### [Work request]
Please restate word for word the line holding "database/migrations/2017_06_10_155349_create_currencies_data.php" and every following line through the end of the entries.

——————

PR #476, opened 2017-07-18
BRL added to currencies

nerijunior:
BRL added to currencies

### DIFF
--- a/app/Console/Commands/SendNotifications.php
+++ b/app/Console/Commands/SendNotifications.php
@@ -50,13 +50,9 @@ class SendNotifications extends Command
             $contact = Contact::findOrFail($reminder->contact_id);
             $account = Account::findOrFail($contact->account_id);
             $user = User::where('account_id', $account->id)->first();
-            $reminderDate = $reminder->next_expected_date->hour(0)->minute(0)->second(0)->toDateString();
+            $date = $reminder->next_expected_date;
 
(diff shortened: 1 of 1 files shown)


database/migrations/2017_06_10_155349_create_currencies_data.php
```diff
@@ -26,6 +26,7 @@ public function up()
       DB::table('currencies')->insert([ 'iso' => 'GBP', 'name' => 'British Pound', 'symbol'=>'£' ]);
       DB::table('currencies')->insert([ 'iso' => 'EUR', 'name' => 'Euro', 'symbol'=>'€' ]);
       DB::table('currencies')->insert([ 'iso' => 'RUB', 'name' => 'Russian Ruble', 'symbol'=>'₽' ]);
+      DB::table('currencies')->insert([ 'iso' => 'BRL', 'name' => 'Brazilian Real', 'symbol'=>'R$' ]);
```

——————

### [Written answer]
database/migrations/2017_06_10_155349_create_currencies_data.php
```diff
@@ -26,6 +26,7 @@ public function up()
       DB::table('currencies')->insert([ 'iso' => 'GBP', 'name' => 'British Pound', 'symbol'=>'£' ]);
       DB::table('currencies')->insert([ 'iso' => 'EUR', 'name' => 'Euro', 'symbol'=>'€' ]);
       DB::table('currencies')->insert([ 'iso' => 'RUB', 'name' => 'Russian Ruble', 'symbol'=>'₽' ]);
+      DB::table('currencies')->insert([ 'iso' => 'BRL', 'name' => 'Brazilian Real', 'symbol'=>'R$' ]);
```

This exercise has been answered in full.